Parks People surveys some of the tactics communities under attack have invented, from ‘barricades to banned books’; many of these ad hoc community networks also stepped up with fundraisers to top up the food budget of SNAP recipients during the shutdown. Some are the efforts of individuals who feel called to contribute in their own unique way, like the now-iconic Portland Frog and the Navy veteran who zips around his South Baltimore neighborhood on his scooter like a self-styled Paul Revere to warn neighbors that ‘ICE is coming’. Others are doing the difficult work of welcoming into the movement former conservatives who are falling away from Trump but whose consciousness is evolving; from the old-school Republican money man helping people defect from the ‘authoritarian cult’ of Trump’s GOP, to the emerging ‘exvangelical movement’ of Christian women who are helping each other de-program from hateful ideologies, to veterans’ organizations like About Face which supports active-duty servicemembers who are taking the bold step of resisting orders.

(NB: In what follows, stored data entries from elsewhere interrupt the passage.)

PR #177, opened 2020-11-07
Migrate subrequirement to typescript

SamChou19815:
### Summary 

While waiting on design for toggleable requirements, let me just migrate the file into TS first to reduce the potential PR size for toggleable requirements.

### Test Plan 

It's a type-only diff, and everything type checks.

### DIFF
--- a/src/components/SubRequirement.vue
+++ b/src/components/SubRequirement.vue
@@ -40,24 +40,27 @@
 </template>
 
 
-<script>
-import Vue from 'vue';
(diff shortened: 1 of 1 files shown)


hanywang2 (approved):
Thank you @SamChou19815. How many more files are still not in TS?

SamChou19815:
> Thank you @SamChou19815. How many more files are still not in TS?

probably still at least one third. even for files in TS, there are a lot of `any`s.

PR #180, opened 2020-11-08
Implement toggleable requirement selector UI

SamChou19815:
### Summary 

Implement toggleable requirement UI according to [this design](https://www.figma.com/file/zHChNQWjT9RJ7K20BS28Rk/FINAL-FINAL-FINAL-SPEC?node-id=1468%3A4533). This PR only handles the UI part and stores the choice in a local state. Storing data in DB will be handled in another diff.

### Test Plan 

Test with biological science major in A&S, which is the only current requirement with toggleable requirement.
Screen Shot 2020-11-07 at 19 56 23

### DIFF
--- a/src/components/SubRequirement.vue
+++ b/src/components/SubRequirement.vue
@@ -268,6 +268,7 @@ button.view {
       align-items: center;
       color: $darkPlaceholderGray;
       background: transparent;
+      cursor: pointer;
     }
     &-wrapper {
       display: flex;
@@ -304,6 +305,11 @@ button.view {
         align-items: center;
         color: $lightPlaceholderGray;
         padding-left: 10px;
+        cursor: pointer;
+
+        &:first-child {
+          border-radius: 7px 7px 0px 0px;
+        }
 
         &:last-child {
           border-radius: 0px 0px 7px 7px;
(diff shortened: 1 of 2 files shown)


src/components/SubRequirement.vue
```diff
@@ -82,6 +124,15 @@ export default Vue.extend({
       const type = isCompleted ? 'completed' : 'ongoing';
       this.$emit('toggleDescription', reqIndex, type, subReqIndex);
     },
+    closeMenuIfOpen() {
+      if (this.showFulfillmentOptionsDropdown) {
+        this.showFulfillmentOptionsDropdown = false;
+      }
+    },
```
benjamin-shen, line 131: Isn't this just equivalent to
```
closeMenu() {
  this.showFulfillmentOptionsDropdown = false;
}
```
That may be cleaner?

benjamin-shen (commented):
Looks great, left a minor comment on the code.  
Also on the UI:
Can you make the top borders square? Also can the hover highlight not overhang the bottom of the dropdown (i.e. add border radius to the last child)? The CSS for the Add Semester dropdowns is pretty similar, if you want to reference it.

src/components/SubRequirement.vue
SamChou19815: oops, right

benjamin-shen (commented):
The bottom hover overhang looks fixed now. Can you remove the top border-radius too?
image
Also add cursor: pointer to everything in the dropdown

benjamin-shen (approved):

PR #182, opened 2020-11-08
Migrate more Vue components to typescript

SamChou19815:
### Summary 

Migrate more Vue components to TS.

powertothetypes

### Test Plan 

It's a type only change, and everything type checks.


willespencer (approved):
Power to the types!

After the first American Pope, Leo XIV, issued a call for ‘deep reflection’ on the Trump Administration’s treatment of immigrants, the U.S. Conference of Catholic Bishops voted almost unanimously this week to issue a rare and historic “Special Message” as a collective rebuke of the Trump Administration’s mass deportation program, the ‘dehumanizing rhetoric’ that fuels anti-immigrant sentiment, and the ‘climate of fear’ it has created in immigrant communities; and called for “meaningful reform” of U.S. immigration laws. Catholic priests have been at the forefront of anti-ICE resistance and community defense in Chicago; a Catholic priest and nearly two dozen other faith leaders were arrested Friday when the group knelt down and refused to clear the street during a prayer protest at Chicago’s Broadview ICE facility.Upcoming Protests, Actions, and Events.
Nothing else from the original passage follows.